San Bernardino County Goes To Court Against Employees Seeking Treatment After 2015 Terror Attack
We continue our series of reports this week on why many of the San Bernardino County employees who survived the 2015 terror attack at the Inland Regional Center have had to hire lawyers and take on a years-long battle with San Bernardino County government for disability compensation. San Bernardino County has repeatedly denied many of its employees’ compensation claims for physical, psychological and emotional injuries. The following segment - part 3 in our series by KVCR’s Benjamin Purper - begs the question: why is San Bernardino County government resistant to helping its employees who were were affected by the aftermath of the deadly shooting spree by a county employee at a county work event?
Valerie Weber was one of the most severely injured out of everyone who survived the Inland Regional Center attack. She was shot twice by semi-automatic weapons, and spent 93 days in the hospital immediately after the attack.
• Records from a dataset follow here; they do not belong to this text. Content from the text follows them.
PR #279, opened 2015-11-30
choose popup to open based on distance

tuukka:


samuliheljo:
Generally seems to make stop clicking much better, good. Some review questions, I add those...

app/component/map/generic-marker.cjsx
```diff
@@ -60,9 +60,14 @@ class GenericMarker extends React.Component
...
     return nextProps.id != @props.id
 
+  openPopup: =>
+    @refs['marker'].getLeafletElement().openPopup()
+
   getMarker: ->
     <Marker map={@props.map}
+            ref="marker"
             position={lat: @props.position.lat, lng: @props.position.lon}
+            interactive={false}
```
samuliheljo: What is this, could not find it?
https://github.com/PaulLeCam/react-leaflet/blob/master/src/Marker.js

tuukka: The `react-leaflet/Marker` component forwards all unhandled props like this to the underlying `leaflet/marker` implementation. We use Leaflet 1.0 beta where `clickable` has been renamed as `interactive`: http://mourner.github.io/Leaflet/reference.html#marker Setting `interactive={false}` stops the marker from handling events so that the map gets to handle them.

samuliheljo: I would maybe add that as a comment. (or at least part of that). What do you think.

I have no other comments for pull request..

hannesj: I would still like to have markers handle direct clicks, this e.g. renders markers on route and itinerary pages unclickable.

samuliheljo: Confirmed, those 2 pages are not working

tuukka:
Obsoleted by #333 SVG stop layer.

PR #281, opened 2015-12-01
Dt 389 show terminals on map

VilleMiekkoja:


static/svg-sprite.svg
```diff
@@ -224,12 +224,16 @@
 	<path class="path6" d="M967.118 56.882h-910.235v512.007h910.235c31.422 0 56.89-25.468 56.89-56.89v-398.228c0-31.422-25.468-56.89-56.89-56.89zM881.783 398.221c0 15.711-12.734 28.445-28.445 28.445h-59.371c1.579 4.454 2.482 9.226 2.482 14.222 0 23.564-19.103 42.667-42.667 42.667s-42.667-19.103-42.667-42.667c0-4.996 0.903-9.768 2.482-14.222h-374.747c1.579 4.454 2.482 9.226 2.482 14.222 0 23.564-19.103 42.667-42.667 42.667s-42.667-19.103-42.667-42.667c0-4.996 0.903-9.768 2.482-14.222h-59.371c-15.711 0-28.445-12.734-28.445-28.445v-199.114c0-15.711 12.734-28.445 28.445-28.445h654.231c15.711 0 28.445 12.734 28.445 28.445v199.114z"></path>
 	<path class="path7" d="M711.114 199.107h142.224v85.335h-142.224v-85.335z"></path>
 </symbol>
-<symbol id="icon-icon_station" viewBox="0 0 1024 1024">
```
hannesj: This symbol is used in other places, probably create a new one for this use?

app/component/map/stop/terminal-marker.cjsx
```diff
@@ -1,20 +1,15 @@
...
 Relay         = require 'react-relay'
 queries       = require '../../../queries'
+geoUtils      = require '../../../util/geo-utils'
 isBrowser     = window?
 Icon          = require '../../icon/icon'
-StopMarkerPopup = require './stop-marker-popup'
-provideContext = require 'fluxible-addons-react/provideContext'
 intl          = require 'react-intl'
 GenericMarker = require '../generic-marker'
+L             = if isBrowser then require 'leaflet' else null
```
hannesj: Isn't needed?

app/component/map/stop/terminal-marker.cjsx
```diff
@@ -28,19 +23,14 @@ class TerminalMarker extends React.Component
     Icon.asString 'icon-icon_station', 'terminal-medium-size'
```
hannesj: Why to expose a function instead of static property?

static/svg-sprite.svg
```diff
@@ -224,6 +224,17 @@
 	<path class="path6" d="M967.118 56.882h-910.235v512.007h910.235c31.422 0 56.89-25.468 56.89-56.89v-398.228c0-31.422-25.468-56.89-56.89-56.89zM881.783 398.221c0 15.711-12.734 28.445-28.445 28.445h-59.371c1.579 4.454 2.482 9.226 2.482 14.222 0 23.564-19.103 42.667-42.667 42.667s-42.667-19.103-42.667-42.667c0-4.996 0.903-9.768 2.482-14.222h-374.747c1.579 4.454 2.482 9.226 2.482 14.222 0 23.564-19.103 42.667-42.667 42.667s-42.667-19.103-42.667-42.667c0-4.996 0.903-9.768 2.482-14.222h-59.371c-15.711 0-28.445-12.734-28.445-28.445v-199.114c0-15.711 12.734-28.445 28.445-28.445h654.231c15.711 0 28.445 12.734 28.445 28.445v199.114z"></path>
 	<path class="path7" d="M711.114 199.107h142.224v85.335h-142.224v-85.335z"></path>
 </symbol>
+<symbol id="icon-icon_station--onmap" viewBox="0 0 2048 2048">
+	<title>icon_station</title>
+	<circle key="halo" class="stop-halo" cx="1024" cy="1024" r="989" stroke-width="70" stroke="#333" stroke-opacity="0.4" fill="#fff" fill-opacity="1"/>
+	<circle class="station" cx="1024" cy="1024" r="860"/>
+	<svg x="28%" y="28%" viewBox="0 0 2348 2348">
+		<path class="path1 fill-color13" d="M-0.007 80.935l1023.776-80.823v80.826l-1023.776 269.413v-269.417z"></path>
```
hannesj: Why are these lines duplicated from the other icon? They could be included by using an use-tag. Also, you probably shouldn't use an svg element inside an svg, but rather just define a new group using a g-element.

app/util/geo-utils.coffee
```diff
@@ -98,6 +98,25 @@ getDistanceToNearestStop = (lat, lon, stops) ->
     distance: minDist
   }
 
+getDistanceToFurthestStop = (lat, lon, stops) ->
```
hannesj: This could be simplified a bit with writing it something like 

```
getDistanceToFurthestStop = (coordinates, stops) ->
  stops.map stop ->
    stop: stop
    distance: coordinates.distanceTo new L.LatLng stop.lat, stop.lon
  .reduce (previous, current) ->
    if current.distance > previous.distance then current else previous
  , stop: null, distance: 0
```

app/queries.js
```diff
@@ -345,6 +345,11 @@ var StopMarkerLayerFragments = {
           name
           lat
           lon
+          stops {
```
hannesj: It might be a bit excessive to ask for parent stops for each stop and each child stop for all of those. It might a bit too big to refactor that in this task, but just a s a future remark.

static/svg-sprite.svg
VilleMiekkoja: 1. The lines are not identical. 2. g-elements have no x and y attributes

hannesj: The only difference is the class, which you can also give to the parent, right? Also, with use, you can use x and y

PR #285, opened 2015-12-03
DT-118 fix icons

hukka:


app/component/map/map.scss
```diff
@@ -88,14 +88,32 @@ div.current-location-marker > span > svg.icon {
 }
 
 div.leaflet-marker-icon.from, div.leaflet-marker-icon.to {
-  > span > svg.icon {
-    width: 24px;
-    height: 24px;
-    stroke: white;
-    stroke-width: 60px;
+  > span {
+    &::before {
```
hannesj: Can you make the ::before to the svg instead of span?

app/component/map/map.scss
```diff
@@ -88,14 +88,32 @@ div.current-location-marker > span > svg.icon {
...
+      width: 24px;
+      height: 24px;
+      stroke: white;
+      stroke-width: 60px;
+    }
   }
 }
 
+div.leaflet-marker-icon.from > span::before {
+  content: "A";
```
hannesj: Same as above?

app/component/map/map.scss
```diff
@@ -88,14 +88,32 @@ div.current-location-marker > span > svg.icon {
...
-  > span > svg.icon {
-    width: 24px;
-    height: 24px;
-    stroke: white;
-    stroke-width: 60px;
+  > span {
+    &::before {
+      color: white;
+      position: absolute;
+      left: 6.4pt;
```
samuliheljo: For mac chrome and firefox:
left: 6.0pt;
top: 0pt;

works better. what do you think?
screen shot 2015-12-03 at 14 01 50

PR #290, opened 2015-12-07
Dt 487

ffsiren:


app/store/local-storage.coffee
```diff
@@ -0,0 +1,15 @@
...
+      catch error
+        if error.name == 'QuotaExceededError'
+          console.warn('[localStorage] Unable to save state; localStorage is not available in Safari private mode')
+
+  getItem: (k) ->
+    if window?.localStorage?
+      window.localStorage.getItem k
+
+  removeItem: (k) ->
+    window?.localStorage?.removeItem STORAGE_KEY
```
hannesj: this should probably be `window?.localStorage?.removeItem k` ?

PR #293, opened 2015-12-08
prevent selecting text of tab buttons

ffsiren:


sass/base/_base.scss
```diff
@@ -140,6 +140,13 @@ body select  {
   margin-bottom: 0;
 }
 
+.no-select {
+  -webkit-user-select: none;
+  -moz-user-select: none;
+  -ms-user-select: none;
+  user-select: none;
```
hannesj: This is taken care by autoprefixer, you only need to have `user-select`

PR #296, opened 2015-12-09
DT-496 front page push state

Macroz:
Contains
* [DT-496 Use history push state for front page tabs, so that they can be closed by back button
](https://digitransit.atlassian.net/browse/DT-496)
* [DT-504 Use history push state for offcanvas](https://digitransit.atlassian.net/browse/DT-504)

Had to fix rackt/history. Currently using fork at [Macroz/history](https://github.com/Macroz/history). See PR https://github.com/rackt/history/pull/179 and issue https://github.com/rackt/history/issues/178


Macroz:
Now without fixed/forked history but using instead pinned version 1.13.0 (1.13.1 is already broken).

PR #297, opened 2015-12-10
Search field fixes

ffsiren:
fixes: DT-432, DT-454, DT-491


app/component/search/autosuggest.cjsx
```diff
@@ -110,15 +105,11 @@ class Autosuggest extends React.Component
           # 2) when we notice that everything is cleared, we remove location from flux store (not ok)
           # react-autosuggest should support second case, but it currently doesn't
           if input == ""
-            @context.executeAction @props.onEmptyAction
-          return input.trim().length >= 2
+            @props.onEmptyAction()
```
hannesj: This could be renamed to just ´onEmpty´ as it is not a Fluxible action anymore

hannesj:
Seems to work really nicely, the only bug I found is that the search fields won't update when going forwards/backwards in history, but I'm not sure how we should handle that.

hannesj:
Ok, that doesn't work currently either. I'll suggest we create new issues for those and merge this as is.

PR #299, opened 2015-12-10
DT-479: url encode names

ffsiren:


app/component/search/search-two-fields-container.cjsx
```diff
@@ -107,7 +107,7 @@ class SearchTwoFieldsContainer extends React.Component
       # Then we can transition. We must do this in next
       # event loop in order to get blur finished.
       setTimeout(() =>
-        @context.history.pushState(null, "/reitti/#{from}/#{to}")
+        @context.history.pushState(null, "/reitti/#{encodeURIComponent(from)}/#{encodeURIComponent(to)}")
```
hannesj: This is only one of the uses of linking to routing. Probably should implement something like [getLocationString](https://github.com/HSLdevcom/digitransit-ui/blob/master/app/store/position-store.coffee#L80)(which should also be updated to use `encodeURIComponent`) and use that everywhere

PR #304, opened 2015-12-15
search field fixes 

ffsiren:
fixes: DT-495, DT-526, DT-528, DT-505


samuliheljo:
Bug:
1) Let UI get your position
2) Set destination Kamppi
3) You are shown a route
4) activate destination field, and just click on map. (this clears destination, which is weird)
5) Click back, you are now on front page
6) Click nearby routes, UI does a route search. <-- Bug

*Some thoughts*
It seems that this is quite hard to get "right". This might be due that whole concept is not that clear now ui should work in which situation.

*What to do?*
We should:
a) revisit concept
b) create clear spec how search should behave in different situations.

PR #5865, opened 2026-06-12
Ab#623 Adjustments to traffic now overview cards

sharhio:
## Proposed Changes

  - Each transport mode has its own card (for the same alert) to avoid cluttering the cards.
  - Max 5 routes are shown at a time, then  "+ number of additional hidden ones".
  - Only route-related icons are shown when alerts relate to routes as well as stops (stops are included in the drill-down view). 
  - Stop-only alerts have their own card.

## Pull Request Check List

## Review

  - Merge the pull request

### DIFF
--- a/app/configurations/config.default.js
+++ b/app/configurations/config.default.js
@@ -731,8 +731,11 @@ export default {
   vehicles: false,
   showVehiclesOnStopPage: false,
   showVehiclesOnItineraryPage: false,
-  trafficNowLink: false,
+  trafficNowLink: true,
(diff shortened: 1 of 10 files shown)


app/configurations/config.default.js
```diff
@@ -731,8 +731,11 @@ export default {
   vehicles: false,
   showVehiclesOnStopPage: false,
   showVehiclesOnItineraryPage: false,
-  trafficNowLink: false,
+  trafficNowLink: true,
```
hjvuor: why is this changed to true?

hjvuor (approved):

PR #5866, opened 2026-06-12
AB#468 Add translations and fix styles of stop and route page disruption view

hjvuor:
## Proposed Changes

  - Replaces placeholder translations with proper ones
  - fix minor spacing issues
  - route badge background corresponds to the mode
  - remove shadow from disruption card, adds a border and a hover effect, make the whole item clickable

## Pull Request Check List

## Review

  - Merge the pull request

### DIFF
--- a/app/component/Disruption.js
+++ b/app/component/Disruption.js
@@ -9,7 +9,7 @@ import DisruptionBadge from './trafficnow/DisruptionBadge';
 import { useConfigContext } from '../configurations/ConfigContext';
 import { routePagePath, stopPagePath } from '../util/path';
 import IconBackground from './icon/IconBackground';
-import { getRouteMode } from '../util/modeUtils';
+import { getRouteMode, transitIconName } from '../util/modeUtils';
 import { getStartTimeWithColon } from '../util/timeUtils';
 import { entityShape, stopTimeShape } from '../util/shapes';
 import {
@@ -86,7 +86,7 @@ export default function Disruption({
       <div
         className="alert-row"
         role="button"
-        aria-label={alertDescriptionText}
+        aria-label={`${alertHeaderText} ${buttonLabel}`}
         onClick={toggleDetails}
         tabIndex={0}
         onKeyDown={e => {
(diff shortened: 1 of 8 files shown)


app/component/Disruption.js
```diff
@@ -81,97 +82,120 @@ export default function Disruption({
...
+            }
+            e.stopPropagation();
+          }
+        }}
+      >
+        {toggleDetails && (
+          <button
+            type="button"
+            onClick={e => {
+              if (toggleDetails) {
```
sharhio: toggleDetails should always be true due to the earlier check

app/component/Disruption.js
```diff
@@ -81,97 +82,120 @@ export default function Disruption({
...
+        <div className="alert-row-badges">
+          {groupedEntities &&
+            Object.entries(groupedEntities).map(
+              ([key, { typename, mode, items }]) => {
+                const isStop = typename === AlertEntityType.Stop;
+                return (
+                  <Fragment key={key}>
+                    <Icon
+                      img={`icon_${
+                        mode.toLowerCase() === 'bus-express'
```
sharhio: Could consider using the modeUtils function transitIconName here.

app/component/disruption.scss
```diff
@@ -105,16 +111,37 @@
...
+
+    .icon-container {
+      color: $theme-primary-color;
+      display: flex;
+      align-items: center;
+    }
+  }
+
+  .alert-row:hover {
+    border: 1px solid #0074bf;
```
sharhio: Should this always be blue or should it be themed?

app/component/Disruption.js
```diff
@@ -81,97 +82,120 @@ export default function Disruption({
...
+          if (e.key === ' ' || e.key === 'Enter') {
+            if (toggleDetails) {
+              toggleDetails();
+            }
+            e.stopPropagation();
+          }
+        }}
+      >
+        {toggleDetails && (
+          <button
```
sharhio: Nested interactive elements isn't really great for accessibility. Because the entire card is a button, is it really necessary to have a separate button inside of it?

sharhio (commented):
Looks good, but there are a couple of questions.

app/component/disruption.scss
hjvuor: I asked from design and they clarified that we'll use the themed primary color 👍

app/component/Disruption.js
hjvuor: I removed onclick behaviour and replaced button with a div, I also added the button label (View details/View timetable) to the aria description of the actual div acting as a button.

hjvuor:
added a fix to a bug where disruption id was not passed correctly to toggledetails for future alerts

PR #5870, opened 2026-06-15
AB#605 reactivation of personalization

vesameskanen:
A modal asks if personalization history should be kept or emptied. Opens only if there is existing history. 

This PR also adds feedback element as a teaser to itinerary detail view of non-logged users which have not yet turned personalization off. 
 
Some components modernized as well.

### DIFF
--- a/app/component/itinerary/Feedback.js
+++ b/app/component/itinerary/Feedback.js
@@ -124,18 +124,16 @@ export default function Feedback({
   }, []);
 
   const handleGiveFeedback = value => {
-    if (giveFeedback) {
-      if (isAnimating) {
-        return;
-      }
-
-      setIsAnimating(true);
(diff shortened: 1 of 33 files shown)


app/component/itinerary/Feedback.js
```diff
@@ -104,16 +124,18 @@ export default function Feedback({
   }, []);
 
   const handleGiveFeedback = value => {
-    if (isAnimating) {
-      return;
-    }
+    if (giveFeedback) {
+      if (isAnimating) {
+        return;
+      }
```
VillePihlava:
```
if (!giveFeedback || isAnimating) {
  return;
}
```

VillePihlava (commented):
Looks good, just one small thing (and the z-index stuff if thats still relevant)

PR #5883, opened 2026-07-03
AB#650 - Add car pickup taxi sandbox support

VillePihlava:
## Proposed Changes

**BEFORE MERGING VERIFY ITINERARY LOGIC, ESPECIALLY RELATED TO RENTAL FIRST LEG LOGIC**

  - Support for car pickup zone taxis through flex data.
  - Lots of refactorings, including:
    - `FirstLegStartTime` logic for scooter and bike rentals were not working at all, now enabled **NOTE** this could cause errors because it was unused code
    - Lots of util function refactoring
    - Big Itinerary.js refactoring to make code more clean
    - Remove unused variables/functionality in Itinerary.js related to `onlyIconLegsLength` and `iconLegsInPercents `
    
**Whats missing**
- How should emissions be handled?
- Should a relaxed query be done similar to external flex (taxis)?


app/component/itinerary/Itinerary.js
```diff
@@ -510,123 +497,31 @@ const Itinerary = ({
       );
     }
   });
-  const normalLegs = legs.length - onlyIconLegs;
+  const normalLegs = legs.length - onlyIconLegCount;
```
tkalvas: normalLegCount

tkalvas (changes requested):
Change the variable name to xxxCount as above, to be in line with other similar changes in this PR.

app/component/itinerary/Itinerary.js
VillePihlava: fixed

PR #5896, opened 2026-07-31
Fix trafficnow filtering

sharhio:
## Proposed Changes

  - When single alerts are split into mode specific cards the mode filtering was not applied correctly and unwanted mode cards were shown. Splitting now takes into account the selected filters.
  - Also did some refactoring and added tests

## Pull Request Check List

## Review

  - Merge the pull request

### DIFF
--- a/app/component/trafficnow/Disruptions.js
+++ b/app/component/trafficnow/Disruptions.js
@@ -64,8 +64,7 @@ export default function Disruptions() {
   );
 
   const disruptionCards = useMemo(
-    () =>
-      buildDisruptionCards(disruptions, selectedFilters.vehicleModes, config),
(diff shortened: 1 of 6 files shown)


hjvuor (changes requested):
Filtering by mode works now but if searching for a specific route or just favorite routes the duplicate cards for other modes are shown.

hjvuor (changes requested):
I think this might've been an already existing bug but the bus filter seems to leave out bus-local and bus-express entities (might probably also be bugged for speedtrams and replacement buses but couldn't verify quickly). modeUtils.js contains the getRouteMode function that has the correct mapping but it does not seem like such is used anywhere in the trafficnow page.

hjvuor (approved):

PR #5897, opened 2026-08-04
AB#659 - Add first leg text for citybikes and scooters

VillePihlava:
## Proposed Changes

  - Scooters and citybikes now have their own first leg text.
  - Scooters, citybikes, and taxis all now use their mode-specific translation keys.
  - Combine screen reader and visual text keys into one util function
  - Remove unused translation keys
  - Rename translation keys for clarity


vesameskanen (commented):
Only remark is that we are trying to get rid of defaultProps and use default values in function component params (see FirstLegStartTime)

PR #5904, opened 2026-08-10
AB#675 refactor and fix transit mode translations for screen readers 

vesameskanen:
- Translations included two versions for transit mode names, plain mode and longer version with shortname and headsign postfix. This is plain redundance because we can generate postfixed version by appending parameters in code.
- Some special modes such as bus-local did not have translations.  Screen reader outputted nonsense. Fixed by the refactoring above.
- Airplane leg used uppercase mode, so that translation was never found. Special AirplaneLeg component removed completely as it adds nothing useful to Transitleg. 
- Broken occupancy status screen reader translations fixed by refactoring


app/component/itinerary/Itinerary.js
```diff
@@ -461,15 +462,7 @@ const Itinerary = ({
...
-        formatMessage(
-          {
-            id: `${leg.mode.toLowerCase()}-with-route-number`,
-          },
-          {
-            routeNumber: routeName,
-            headSign: '',
-          },
-        ),
+        `${formatMessage({ id: leg.mode.toLowerCase() })} ${routeName || ''}}`,
```
VillePihlava: There is an unfortunate thing related to this. Because of legacy reasons, the `rail` translation is `Commuter train`.

You would have to change rail to the correct general term `train`, but support for HSL's local trains should stay.

VillePihlava: Also, I think you have an extra `}`

app/component/itinerary/TransitLeg.js
```diff
@@ -467,14 +467,8 @@ export default function TransitLeg({
...
-            <FormattedMessage
-              id={`${mode}-with-route-number`}
-              values={{
-                routeNumber: leg.route?.shortName,
-                headSign: leg.trip?.tripHeadsign,
-              }}
-              defaultMessage={`${mode} {routeNumber} {headSign}`}
-            />
+            `${intl.formatMessage({ id: mode })} ${leg.route?.shortName || ''} $
+            {leg.trip?.tripHeadsign || ''}`
```
VillePihlava: The formatting on this is weird with $ on a separate line to the {} block, our linter configuration should maybe be looked at.

VillePihlava: Actually, you are missing the surrounding {} from the expression

app/component/CapacityModal.js
```diff
@@ -36,7 +36,7 @@ const CapacityModal = ({ config }) => {
           </div>
           <p className="capacity-info-explanation">
             <FormattedMessage
-              id="capacity-modal.many-seats-available-body"
+              id="capacity-modal.many-seats-available"
```
VillePihlava, line 39: Is the `capacity-modal.full-capacity` translation missing from this list?

test/unit/util/occupancyUtil.test.js
```diff
@@ -51,40 +51,40 @@ describe('occupancyUtil', () => {
   describe('capacityToTranslationId', () => {
     it('should map EMPTY and MANY_SEATS_AVAILABLE to many-seats heading', () => {
```
VillePihlava: The text on this line is wrong

VillePihlava: Also, check the other tests as well

VillePihlava (changes requested):
Nice deletions! However, I think the legacy `rail` mode = `Commuter train` will cause a lot of work.

app/component/itinerary/LegInfo.js
```diff
@@ -33,7 +33,7 @@ export default function LegInfo({
   mobile = false,
   isTransitLeg,
 }) {
-  const intl = useIntl();
+  const { formatMessage } = useIntl();
```
VillePihlava, line 36: I would keep it intl = useIntl(); this makes it very clear that it comes from intl, not some other formatMessage function

VillePihlava (changes requested):
`settings-alternative-name-rail` is still used in `NaviUtils.js`

app/component/CapacityModal.js
vesameskanen: hmm good point. It seems that  icon mapping and capacity modal want to map full to crushed-standing-room, whereas screen reader messages use full status as well.

This capacity handling mess has been a real pain.

app/component/itinerary/LegInfo.js
vesameskanen: Hmm this is normal destructring, which is recommended by eslint. Why to use 2 steps for accessing a 
single field?

hjvuor: imo this destructuring syntax is cleaner, it discards of any unnecessary stuff in the intl object and is also commonly used with other hooks

VillePihlava: Similarly named functions can currently be found in:
- https://github.com/HSLdevcom/digitransit-ui/blob/v3/scripts/sort-translations.mjs
- https://github.com/HSLdevcom/digitransit-ui/blob/v3/server/reittiopasParameterMiddleware.js

If in the future someone were to add a `format*` function, this would make it very clear that this one comes from `intl`. I also think having clarity on whether a parameter comes from the config is important. So I disagree with e.g. `{ colors } = useConfigContext()`. However, this is an opinion on code style. I like the intl.* prefix because its nicer to grep.

hjvuor: i'm not entirely sure how js optimizes stuff but in the config example you can either have the entire config in memory or just the relevant `colors` attribute so its not just a code style difference if im not mistaken.

VillePihlava (approved):

PR #5909, opened 2026-08-19
AB#666 personalization style fixes

vesameskanen:
- Use of hsl design system elements increased to apply exact design styles in personalization and popover
- Various style leaks into design system elements fixed
- Default color theme overruling of design system did not work in prod build, fixed by style sheet load order rearrangement in app/server.js
- Regression in custom setting popover visibility fixed


app/component/itinerary/customizesearch/PrModal.js
```diff
@@ -72,16 +80,20 @@ export default function PrModal({ closeModal }) {
...
+              <Text variant="text-xs">
+                {formatMessage({ id: 'personalization-beta' })}
+              </Text>
+              <Spacer size="xxs" />
+              <div>
+                <ButtonLink
+                  size="s"
+                  variant="primary"
+                  expandOnMobile
+                  href="/foo"
```
VillePihlava, line 92: Is it correct to have a placeholder here? E.g. should it come from the config?

app/component/itinerary/customizesearch/customize-search.scss
VillePihlava: I think this can be removed. The styles are incorrect because they have '', and there is another style that overrides this one.

app/component/itinerary/customizesearch/customize-search.scss
```diff
@@ -221,7 +227,9 @@
       }
 
       span {
-        font-size: $font-size-small;
+        font-size: var(--Font-Size-Routes-Extra-small, 12px);
+        line-height: var(--Line-Height-Routes-XS, 14px);
+        letter-spacing: var(--letter-spacing-03, -0.3px);
```
VillePihlava, line 224: Does this make sense? Shouldn't the fallback be in defaults? Also, are the variables even defined somewhere?

app/component/itinerary/personalization.scss
```diff
@@ -236,3 +236,11 @@
...
   }
 }
+
+.mobile {
+  .feedback-section {
+    .thumb-button {
+      margin-left: var(--space-fixed-xs);
+    }
+  }
+}
```
VillePihlava, line 246: This file should be name `personalization.scss`

VillePihlava (commented):
I wrote a couple of comments

app/component/itinerary/customizesearch/PrModal.js
vesameskanen: True, but I am still waiting crazyEgg url, to be added into HSL config.

app/component/itinerary/customizesearch/customize-search.scss
vesameskanen: Variables apparently are under way to the design system.

VillePihlava (approved):

PR #5914, opened 2026-08-21
Ab#619 Add stop status badges to search results

sharhio:
## Proposed Changes

  - Alert based statuses are fetched by UI at startup and applied at search time
  - Calendar based statuses come from pelias search results 

Depends on https://github.com/HSLdevcom/pelias-gtfs/pull/23
AND https://github.com/HSLdevcom/pelias-data-container/pull/108, https://github.com/HSLdevcom/pelias-gtfs/pull/24

## Pull Request Check List

## Review

  - Merge the pull request


vesameskanen (commented):
I wonder if alert parsing should be moved to geocoding data loading? In other words, GTFS addendum would also contain stop alert related information. GTFS loader could make a graphql query before starting the actual GTFS parsing streams.

Now HSL app and hsl.fi  will have to duplicate and maintain similar alert mapping code.

pelias-gtfs would then need API keys teh same way as bikes-pelias, see https://github.com/HSLdevcom/bikes-pelias/blob/master/lib/importPipeline.js

sharhio:
> I wonder if alert parsing should be moved to geocoding data loading? In other words, GTFS addendum would also contain stop alert related information. GTFS loader could make a graphql query before starting the actual GTFS parsing streams.

Sure. I didn't do it right away, because the GTFS loader doesn't currently do queries like that and there was talk of perhaps avoiding too much extra information in the addendum. The app having to duplicate the mapping is a very good point, though.

digitransit-component/packages/digitransit-component-suggestion-item/src/index.js
```diff
@@ -197,9 +197,23 @@ const SuggestionItem = memo(
...
         <Icon color={iconColor} img={iconId} />
+        {stopStatusBadge && (
+          <svg
+            width="13"
+            height="13"
+            viewBox="0 0 40 40"
+            className={styles['suggestion-status-badge']}
+            aria-hidden="true"
+          >
+            <use href={`#${stopStatusBadge}`} />
```
vesameskanen: I wonder how this reference resolves - to an icon from the sprite sheets?
It would be nice if suggestion item would not depend from some external asset wiring. Digitransit components have an icon library for cases like this.

vesameskanen (commented):
I think use of SearchContext is just unnecessary complexity, which makes it hard for hsl.fi to use our search. Please move getStopBadge code to suggestion item, even if it requires duplication of icon name mapping.

digitransit-component/packages/digitransit-component-icon/src/index.js
```diff
@@ -193,18 +202,20 @@ const Icon = ({ color, img, height, width, rotate }) => {
...
   width: PropTypes.number,
   height: PropTypes.number,
   rotate: PropTypes.string,
 };
 
 Icon.defaultProps = {
+  className: undefined,
   color: undefined,
   width: undefined,
   height: undefined,
```
vesameskanen: Please remove default props, especially when default values are useless like here.

digitransit-component/packages/digitransit-component-suggestion-item/src/index.js
```diff
@@ -58,6 +58,72 @@ function isFavourite(item) {
...
+
+// Layers eligible for a stop status badge in search suggestions.
+const STATUS_LAYERS = new Set([
+  'stop',
+  'favouriteStop',
+  'station',
+  'favouriteStation',
+]);
+
+function extractGtfsId(item) {
```
vesameskanen: I guess a minimally simple boolean check is enough here. Actual GTFS id is not needed.

digitransit-component/packages/digitransit-component-suggestion-item/src/index.js
```diff
@@ -431,13 +508,15 @@ SuggestionItem.propTypes = {
   getAutoSuggestIcons: PropTypes.objectOf(PropTypes.func),
   colors: PropTypes.objectOf(PropTypes.string),
   modeSet: PropTypes.string,
+  showStopStatusMarkers: PropTypes.bool,
 };
 
 SuggestionItem.defaultProps = {
```
vesameskanen: Good opportunity to move default props into function parameter declaration.

vesameskanen (changes requested):

vesameskanen (approved):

She’s had multiple, extensive surgeries since then, and she still needs more. But her wounds aren’t just physical; they’re also psychological. Weber suffers from PTSD and depression as a direct result of her experience and injuries.
Weber: “I’ve gone a very long time without therapy. It was like catch-and-release in the first year and a half. I’d get therapy, I’d be happy, then I’d be denied. Then we’d have to fight, I’d get therapy, they would never honor the doctor’s orders, and I was seeing a doctor from workman’s comp.”
Eventually, Weber decided to get a lawyer to help her get the treatment she needed, and the benefits she’s entitled to.
For two years after the incident, Weber received what’s called temporary total disability. That’s income she gets while she’s unable to work.
She says San Bernardino County refused give her an increase in her temporary total disability rate she was entitled to according to a memorandum of understanding, or MOU, with her union. When the issue went to trial, the judge ruled in her favor.
Gary Kaplan, Weber’s lawyer, picks up the story from here.
Kaplan: “The county, with the knowledge of this collective bargaining agreement and knowing that they were required by law to increase the temporary total disability benefits for all of the people that fell within the category, didn’t do it. They refused. So we were actually required to go to trial on the issue, believe it or not.”
Public records of Weber’s case obtained by KVCR show that the judge ruled in her favor, and ended up fining the county of San Bernardino. They ended up paying Weber the full rate.
For Kaplan, this is just another example of how the workers’ comp system is not set up in workers’ best interests.
Kaplan: “It’s not a system designed to provide treatment. It’s not. It’s a system designed to find a way to minimize medical treatment costs and maximize revenue to the carriers.”
Kaplan says utilization review, or UR, limits the amount of care that employers have to provide. He also says the process where utilization review decisions are reviewed and adjudicated, called independent medical or IMR, serves only to uphold UR decisions.
Kaplan: “So the bottom line is, they control your doctors, they control the UR process, and the IMR process is meaningless.”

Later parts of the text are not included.